** Opening SUPPLIED MATERIAL block **
Issue #2933, opened 2019-12-26
Add support for TupleExpressions in CSharpExplodedGraph


costin-zaharia-sonarsource:
### Description

We need to add support for handling TupleExpressions in CSharpExplodedGraph.

### Repro steps

Currently the TupleExpressions are just ignored when processing code like:
```
public class Address
{
    public string Name { get; }

    public string State { get; }

    public void Deconstruct(out string name, out string state) =>
        (name, state) = (Name, State);
}
```

### Additional notes

Once the tuples are supported by CFG and semantic execution we need to update the DeadStores rule (S1854) and remove the check added by #3113.

andrei-epure-sonarsource:
closing as this will be fixed with the new Roslyn CFG

pavel-mikula-sonarsource:
@andrei-epure-sonarsource I'd prefer to keep this documented as opened issue until we support it.

andrei-epure-sonarsource:
@pavel-mikula-sonarsource can we close this now?

PR #3113, opened 2020-02-12
Avoid false positives while handling tuples

### LINKED ISSUE #3094: S1854 False Positive with usage inside tuples
In the following code, SonarAnalyzer.CSharp 8.3.0.14607 flags `S1854: Remove this useless assignment to local variable 'r'.` Is this a false positive?

Version 8.2 didn't flag this code.

```
namespace S1854_False_Positive
{
    public static class Class
    {
        public static (int r, int g, int b) M(string text)
        {
            int r = int.Parse(text.Substring(0, 3));
            int g = int.Parse(text.Substring(4, 3));
            int b = int.Parse(text.Substring(8, 3));
            return (r, g, b);
        }
    }
}
```

costin-zaharia-sonarsource:
Since the tuples are not yet fully supported by both CFG and symbolic
execution (#2933), **S1854** will ignore the methods which are containing them.

Fixes #3094

### DIFF
--- a/sonaranalyzer-dotnet/tests/SonarAnalyzer.UnitTest/TestCases/DeadStores.cs
+++ b/sonaranalyzer-dotnet/tests/SonarAnalyzer.UnitTest/TestCases/DeadStores.cs
@@ -869,9 +869,13 @@ namespace Tests.Diagnostics
     {
         public static (int foo, int bar) M(string text)
         {
-            int b = int.Parse(text); // Noncompliant -- false positive
+            int b = int.Parse(text);
             return (1, b);
         }
-    }
 
+        public void UnusedTuple_FalseNegative()
+        {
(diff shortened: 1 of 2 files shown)


sonaranalyzer-dotnet/tests/SonarAnalyzer.UnitTest/TestCases/DeadStores.cs
```diff
@@ -869,9 +869,13 @@ public class TupleReturn
...
         {
-            int b = int.Parse(text); // Noncompliant -- false positive
+            int b = int.Parse(text);
             return (1, b);
         }
-    }
 
+        public void UnusedTuple_FalseNegative()
+        {
+            (int x, int y) t = (1, 2); // Compliant - FN, tuples are not yet covered: https://github.com/SonarSource/sonar-dotnet/issues/2933
```
andrei-epure-sonarsource: probably it's worth mentioning in the ticket that once that ticket for CSharpExplodedGraph will be handled, this workaround should be removed

Issue #3271, opened 2020-03-31
Fix S3353 FP: With Tuple Assignment


pavel-mikula-sonarsource:
Side effect of #3239, rule S3353 is also raised

```C#
var tmp = 0;
var flag = true;
(flag, tmp) = (false, 5);
```

andrei-epure-sonarsource:
is there a way to figure out what other rules could have been affected by this?

pavel-mikula-sonarsource:
AFAIK there's only peach and the hard way (manually try it rule by rule).

pavel-mikula-sonarsource:
Another example reported in #3661: S3353 raises a false positive with implicit conversion from a constant value.

### Repro steps

```C#
public struct MyStruct<T>
{
    public static implicit operator MyStruct<T>(T value) { return default; }
}

public static class Example
{
    public static MyStruct<int> Get()
    {
        MyStruct<int> x = 1;
        return x;
    }
}
```

We should check if the type can be declared with `const` modifier.

PR #3272, opened 2020-03-31
Add FP repro for S3353

pavel-mikula-sonarsource:
Reproduces #3271
Should be merged after 8.6 release.


pavel-mikula-sonarsource:
Burgr notification fails

PR #3274, opened 2020-04-01
Add FP repro for S3353

pavel-mikula-sonarsource:
Reproduces #3271
Should be merged after 8.6 release.


pavel-mikula-sonarsource:
Burgr notification is failing, but let's do the review process and deal with tooling issue separately.

See note from Tom (you're cc in Slack thread)
> in the case of a PR you should not have the "branch" field in the burgr payload but a "pr_number" field with the number of the PR as value, in other build engines like travis or cirrus we detect when we are in a PR and modify this field accordingly

PR #3278, opened 2020-04-02
Update RSPEC

pavel-mikula-sonarsource:


pavel-mikula-sonarsource:
Java ITs failed due to S4564. CWE and OWASP tag were removed. Investingating...

pavel-mikula-sonarsource:
S4564 is deprecated by S5753. 
That removed tags from S4564, rule-api updated JSON and Java IT failed, because it's used in the test.
S5753 is not implemented yet so JSON should not be changed yet. We'll need to update Java test `org.sonar.plugins.csharp.CSharpSonarRulesDefinitionTest.test_security_standards_with_vulnerability` as well when implementing S5753.

PR #3281, opened 2020-04-02
Add GITHUB_BRANCH and GIT_SHA1 env var

### LINKED ISSUE #3280: Fix azure pipeline burgr notifications
In order to have the burgr notifications working properly we need to update [azure_pipelines.yml](https://github.com/SonarSource/sonar-dotnet/blob/fa5a94d/azure-pipelines.yml#L297) to populate also `GITHUB_BRANCH` and `GIT_SHA1` environment variables.

GITHUB_BRANCH: $(Build.SourceBranchName)
GIT_SHA1: $(Build.SourceVersion)

costin-zaharia-sonarsource:
- in order to have the burgr notifications working

Fixes #3280

### DIFF
--- a/azure-pipelines.yml
+++ b/azure-pipelines.yml
@@ -296,6 +296,8 @@ stages:
         env:
           ARTIFACTORY_DEPLOY_USERNAME: $(ARTIFACTORY_DEPLOY_USERNAME)
           ARTIFACTORY_DEPLOY_PASSWORD: $(ARTIFACTORY_DEPLOY_PASSWORD)
+          GITHUB_BRANCH: $(Build.SourceBranchName)
+          GIT_SHA1: $(Build.SourceVersion)
         inputs:
           goals: 'deploy'
           options: >-


azure-pipelines.yml
```diff
@@ -296,6 +296,8 @@ stages:
         env:
           ARTIFACTORY_DEPLOY_USERNAME: $(ARTIFACTORY_DEPLOY_USERNAME)
           ARTIFACTORY_DEPLOY_PASSWORD: $(ARTIFACTORY_DEPLOY_PASSWORD)
+          GITHUB_BRANCH: $(Build.SourceBranchName)
```
andrei-epure-sonarsource, line 299: so until now we didn't have burgr notifications at all for the Java plugin? 🤔

andrei-epure-sonarsource: do you know why the `burgr` notifications are working in other tasks?

maybe because they're done by `- template: stage-with-burgr-notifications.yml@commonTemplates` and this one is done by the `mvn` build?

costin-zaharia-sonarsource: If I understood correctly from @tomverin this affects only the display of the release decoration in burgr and it's related to the new release workflow.

We need to put the env variables here so they will get into buildinfo.json from [artifactory](https://repox.jfrog.io/repox/webapp/#/builds/sonar-dotnet/16497/1585731153189/json/org.sonarsource.dotnet:sonar-csharp-plugin:8.6.0.16497) (see Build Info JSON tab) and will be later used by the release workflow.

PR #3284, opened 2020-04-03
Fix S1905 FP with `OfType` and nullable types

### LINKED ISSUE #3273: Fix S1905 FP with `OfType` and reference and nullable value types
### Description

[S1905 ](https://jira.sonarsource.com/browse/RSPEC-1905) raises FPs when analyzing C# 8 nullable types code.

reported by Miroslav Jeras on our [community forum](https://community.sonarsource.com/t/s1905-false-positives-generated-by-oftype-in-nullability-scenarios/22279/2)

### Repro steps

```
    public class CastOnNullable
    {
        public static IEnumerable<string> UsefulCast()
        {
            var nullableStrings = new string?[] { "one", "two", null, "three" };
            return nullableStrings.OfType<string>(); // Noncompliant FP - filters out the null
        }
     }
```

### Related information

* C#/VB.NET Plugins Version 8.5
* MSBuild / dotnet version - MSBuild 16 is needed for C# 8

andrei-epure-sonarsource:
Fix  #3273


sonaranalyzer-dotnet/tests/SonarAnalyzer.UnitTest/TestCases/RedundantCast.CSharp8.cs
```diff
@@ -0,0 +1,15 @@
...
+using System.Collections.Generic;
+using System.Linq;
+
+namespace Tests.Diagnostics
+{
+    public class CastOnNullable
+    {
+        public static IEnumerable<string> UsefulCast()
+        {
+            var nullableStrings = new string?[] { "one", "two", null, "three" };
```
pavel-mikula-sonarsource, line 11: Using C# 6 with regular strings produces the same result - skipping `null` value. I think it should be FP for `string` as well (when it's FP for `string?`).
```C#
var normalStrings = new string[] { "one", "two", null, "three" };
```

sonaranalyzer-dotnet/tests/SonarAnalyzer.UnitTest/TestCases/RedundantCast.CSharp8.cs
```diff
@@ -0,0 +1,15 @@
+﻿using System;
+using System.Collections.Generic;
+using System.Linq;
+
+namespace Tests.Diagnostics
+{
+    public class CastOnNullable
```
pavel-mikula-sonarsource, line 7: As a reproducer, it would be nice to have link to the Issue here.

sonaranalyzer-dotnet/tests/SonarAnalyzer.UnitTest/TestCases/RedundantCast.CSharp8.cs
andrei-epure-sonarsource: that's a very good point!

sonaranalyzer-dotnet/src/SonarAnalyzer.CSharp/Rules/RedundantCast.cs
```diff
@@ -106,19 +106,24 @@ private static void CheckExtensionMethodInvocation(SyntaxNodeAnalysisContext con
...
-                !returnType.TypeArguments.Any())
+            var castType = returnType.TypeArguments.First();
+            if (methodSymbol.Name == "OfType"
+                && (castType.IsReferenceType || castType.Name == "Nullable"))
             {
                 return;
             }
 
-            var castType = returnType.TypeArguments.First();
+            var elementType = GetElementType(invocation, methodSymbol, context.SemanticModel);
```
andrei-epure-sonarsource, line 122: as a side effect, less semantic model queries will be done

sonaranalyzer-dotnet/its/expected/Nancy/Nancy.Demo.Hosting.Aspnet-{E127FED3-01C0-41BA-BF83-D8DCDD827D6A}-S1905.json
```diff
@@ -1,17 +0,0 @@
...
-"region":  {
-"startLine":  38,
-"startColumn":  101,
-"endLine":  38,
-"endColumn":  131
-}
-}
-}
-]
-}
```
costin-zaharia-sonarsource, line 17: Wasn't this a true positive?
```
.WithModel(routeCacheProvider.GetCache().RetrieveMetadata<MyUberRouteMetadata>().OfType<MyUberRouteMetadata>())
```
In this case `RetrieveMetadata<MyUberRouteMetadata>` will return `IEnumerable<MyUberRouteMetadata>`

andrei-epure-sonarsource: If `MyUberRouteMetadata` is a reference type and it's not a struct, than `OfType<MyUberRouteMetadata>` filters out `null` values

andrei-epure-sonarsource: and it's a class
```
public class MyUberRouteMetadata
```

costin-zaharia-sonarsource: Ok, since the IEnumerable could contain null values and there is no way to know for sure if these are present or not, we prefer to check this only for value types (https://github.com/SonarSource/sonar-dotnet/issues/3273#issuecomment-656010838)

sonaranalyzer-dotnet/src/SonarAnalyzer.CSharp/Rules/RedundantCast.cs
```diff
@@ -106,19 +106,24 @@ private static void CheckExtensionMethodInvocation(SyntaxNodeAnalysisContext con
                 return;
             }
 
-            var elementType = GetElementType(invocation, methodSymbol, context.SemanticModel);
-            if (elementType == null)
+            if (!(methodSymbol.ReturnType is INamedTypeSymbol returnType) ||
+                !returnType.TypeArguments.Any())
```
costin-zaharia-sonarsource, line 110: Extracting a method with this condition (`ReturnsGenericType`) would make the code easier to read.

sonaranalyzer-dotnet/src/SonarAnalyzer.CSharp/Rules/RedundantCast.cs
```diff
@@ -106,19 +106,24 @@ private static void CheckExtensionMethodInvocation(SyntaxNodeAnalysisContext con
...
             {
                 return;
             }
 
-            if (!(methodSymbol.ReturnType is INamedTypeSymbol returnType) ||
-                !returnType.TypeArguments.Any())
+            var castType = returnType.TypeArguments.First();
+            if (methodSymbol.Name == "OfType"
+                && (castType.IsReferenceType || castType.Name == "Nullable"))
```
costin-zaharia-sonarsource, line 117: Extracting a method with this condition (`IsOfTypeCallOnValueType`) will make the code easier to read.

sonaranalyzer-dotnet/src/SonarAnalyzer.CSharp/Rules/RedundantCast.cs
costin-zaharia-sonarsource: Indeed, it is better to call this here but on the other hand we do get symbols for all the method invocations when we could filter them first by name.

sonaranalyzer-dotnet/src/SonarAnalyzer.CSharp/Rules/RedundantCast.cs
andrei-epure-sonarsource: well, it's not on a value type, it's on a nullable type (either nullable value type or reference type).

Do you really think such a method would make the code more readable? `IsOfTypeOnNullableType`?

sonaranalyzer-dotnet/tests/SonarAnalyzer.UnitTest/TestCases/RedundantCast.cs
```diff
@@ -42,5 +42,30 @@ public void N(int[,] numbers)
...
+        public void OfTypeWithReferenceTypes()
+        {
+            var stringArrayWithNull = new string[] { "one", "two", null, "three" };
+            var filteredStringArray = stringArrayWithNull.OfType<string>(); // Compliant, has 3 items, without 'null'
+
+            var enumerableOfObjects = new object[] { 1, "one", null };
+            var filteredObjectArray = enumerableOfObjects.OfType<object>(); // Compliant, has 2 items, without 'null'
+
+            var enumerableOfNullableInt = new int?[] { 1, 2, null };
+            var filteredInts = enumerableOfNullableInt.OfType<int?>(); // Compliant, has 2 items, without 'null'
```
costin-zaharia-sonarsource, line 56: For the sake of completeness we can add also a FN  with an array of strings containing only non null values.

sonaranalyzer-dotnet/src/SonarAnalyzer.CSharp/Rules/RedundantCast.cs
costin-zaharia-sonarsource: Indeed we can extract just `castType.IsReferenceType || castType.Name == "Nullable"` as `IsNullableType`

sonaranalyzer-dotnet/tests/SonarAnalyzer.UnitTest/TestCases/RedundantCast.cs
costin-zaharia-sonarsource: Yes, but it will document the fact that we don't check for nullable or value types.

sonaranalyzer-dotnet/src/SonarAnalyzer.CSharp/Rules/RedundantCast.cs
andrei-epure-sonarsource: I chose `CanHaveNullValue` because `IsNullableType` is ambiguous (`castType.Name == "Nullable"` would suffice)

sonaranalyzer-dotnet/src/SonarAnalyzer.CSharp/Rules/RedundantCast.cs
```diff
@@ -99,35 +99,44 @@ protected override void Initialize(SonarAnalysisContext context)
...
+                            returnType.ToMinimalDisplayString(context.SemanticModel, invocation.SpanStart)));
+                    }
+                }
             }
         }
 
+        /// If the invocation one of the <see cref="CastIEnumerableMethods"/> extensions, returns the method symbol.
+        private static IMethodSymbol GetEnumerableExtensionSymbol(InvocationExpressionSyntax invocation, SemanticModel semanticModel) =>
+            invocation.GetMethodCallIdentifier() is { } methodName
+            && CastIEnumerableMethods.Contains(methodName.ValueText)
```
costin-zaharia-sonarsource, line 127: Nice!

PR #3300, opened 2020-04-24
Fix branch coverage when a file is tested by multiple projects

### LINKED ISSUE #3296: Fix Code coverage import from multiple test projects
See [this community thread](https://community.sonarsource.com/t/sonarsource-reports-invalid-code-coverage-when-using-opencover/23357) and [this blog post](https://r-vm.com/sonarsource-showing-too-many-conditions-in-code-coverage-with-multiple-dotnetcore-test-projects) and also [another community topic](https://community.sonarsource.com/t/getter-setter-properties-said-not-covered-with-c-analyzer-8-6/22851/5)

We need to first reproduce the issue:
- create a solution with multiple test projects
- analyze the code

And then fix the root cause

costin-zaharia-sonarsource:
Fixes #3296

### DIFF
--- a/sonar-dotnet-shared-library/src/main/java/org/sonar/plugins/dotnet/tests/SequencePoint.java
+++ b/sonar-dotnet-shared-library/src/main/java/org/sonar/plugins/dotnet/tests/SequencePoint.java
@@ -21,18 +21,22 @@ package org.sonar.plugins.dotnet.tests;
 
 public class SequencePoint {
   private final int lineStart;
+  private final int columnStart;
   private final int lineEnd;
+  private final int columnEnd;
   private final int hits;
   private String filePath;
 
-  SequencePoint(String filePath, int lineStart, int lineEnd, int hits) {
-    this(lineStart, lineEnd, hits);
+  SequencePoint(String filePath, int lineStart, int columnStart, int lineEnd, int columnEnd, int hits) {
+    this(lineStart, columnStart, lineEnd, columnEnd, hits);
     this.filePath = filePath;
   }
 
-  SequencePoint(int lineStart, int lineEnd, int hits){
+  SequencePoint(int lineStart, int columnStart, int lineEnd, int columnEnd, int hits) {
     this.lineStart = lineStart;
+    this.columnStart = columnStart;
     this.lineEnd = lineEnd;
+    this.columnEnd = columnEnd;
     this.hits = hits;
   }
 
@@ -50,5 +54,9 @@ public class SequencePoint {
 
   public int getHits() {
     return hits;
+  }
+
+  public String getCoverageKey() {
+    return String.format("%d-%d-%d-%d", lineStart, columnStart, lineEnd, columnEnd);
   }
 }
--- a/sonar-dotnet-shared-library/src/main/java/org/sonar/plugins/dotnet/tests/SequencePoint.java
+++ b/sonar-dotnet-shared-library/src/main/java/org/sonar/plugins/dotnet/tests/SequencePoint.java
@@ -28,11 +28,7 @@ public class SequencePoint {
   private String filePath;
 
   SequencePoint(String filePath, int lineStart, int columnStart, int lineEnd, int columnEnd, int hits) {
-    this(lineStart, columnStart, lineEnd, columnEnd, hits);
     this.filePath = filePath;
-  }
-
-  SequencePoint(int lineStart, int columnStart, int lineEnd, int columnEnd, int hits) {
     this.lineStart = lineStart;
     this.columnStart = columnStart;
     this.lineEnd = lineEnd;
@@ -56,7 +52,7 @@ public class SequencePoint {
     return hits;
   }
 
-  public String getCoverageKey() {
-    return String.format("%d-%d-%d-%d", lineStart, columnStart, lineEnd, columnEnd);
+  public String getUniqueIdentifier() {
+    return String.format("%s-%d-%d-%d-%d", filePath, lineStart, columnStart, lineEnd, columnEnd);
   }
 }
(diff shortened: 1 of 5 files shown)


sonar-dotnet-shared-library/src/main/java/org/sonar/plugins/dotnet/tests/SequencePointCollector.java
```diff
@@ -59,9 +59,17 @@ private static void publishCoverage(Coverage coverage, String filePath, List<Seq
         int line = lineSequencePoints.getKey();
 
         List<SequencePoint> linePoints = lineSequencePoints.getValue();
-        int coveredPoints = (int)linePoints.stream().filter(point -> point.getHits() > 0).count();
 
-        coverage.addBranchCoverage(filePath, new BranchCoverage(line, linePoints.size(), coveredPoints));
+        Map<String, List<SequencePoint>> groupsByCoverageKey = linePoints.stream().collect(Collectors.groupingBy(SequencePoint::getCoverageKey));
```
andrei-epure-sonarsource, line 63: I would a comment above `// the key is the SequencePoint unique identifier, the value is a list of SequencePoint information coming from different sources (e.g. different coverage reports for the same file)`

I cannot think of a better name at this point

sonar-dotnet-shared-library/src/main/java/org/sonar/plugins/dotnet/tests/SequencePoint.java
```diff
@@ -51,4 +55,8 @@ public int getLineEnd() {
   public int getHits() {
     return hits;
   }
+
+  public String getCoverageKey() {
```
andrei-epure-sonarsource, line 59: I would name it `getUniqueIdentifier` to make it obvious that it identifies the SequencePoint

sonar-dotnet-shared-library/src/main/java/org/sonar/plugins/dotnet/tests/SequencePoint.java
```diff
@@ -51,4 +55,8 @@ public int getLineEnd() {
...
+    return String.format("%d-%d-%d-%d", lineStart, columnStart, lineEnd, columnEnd);
```
andrei-epure-sonarsource, line 60: maybe include `filePath` as well?

sonar-dotnet-shared-library/src/main/java/org/sonar/plugins/dotnet/tests/SequencePointCollector.java
```diff
@@ -59,9 +59,17 @@ private static void publishCoverage(Coverage coverage, String filePath, List<Seq
...
+
+        int coveredPoints = 0;
+        for (Map.Entry<String, List<SequencePoint>> group: groupsByCoverageKey.entrySet()){
```
andrei-epure-sonarsource, line 66: maybe rename `group` to `sequencePointEntries` - it's basically the various entries for the same sequence point

sonar-dotnet-shared-library/src/main/java/org/sonar/plugins/dotnet/tests/SequencePointCollector.java
andrei-epure-sonarsource: maybe `uniqueSequencePointInfo`

sonar-dotnet-shared-library/src/main/java/org/sonar/plugins/dotnet/tests/SequencePointCollector.java
```diff
@@ -59,9 +59,17 @@ private static void publishCoverage(Coverage coverage, String filePath, List<Seq
         int line = lineSequencePoints.getKey();
 
         List<SequencePoint> linePoints = lineSequencePoints.getValue();
-        int coveredPoints = (int)linePoints.stream().filter(point -> point.getHits() > 0).count();
 
-        coverage.addBranchCoverage(filePath, new BranchCoverage(line, linePoints.size(), coveredPoints));
+        Map<String, List<SequencePoint>> groupsByCoverageKey = linePoints.stream().collect(Collectors.groupingBy(SequencePoint::getCoverageKey));
+
+        int coveredPoints = 0;
```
** Closing SUPPLIED MATERIAL block **
● **AIM OF THE EXERCISE**
Which lines of the material contain "CastIEnumerableMethods"? List them.

● **REPLY**
+        /// If the invocation one of the <see cref="CastIEnumerableMethods"/> extensions, returns the method symbol.
+            && CastIEnumerableMethods.Contains(methodName.ValueText)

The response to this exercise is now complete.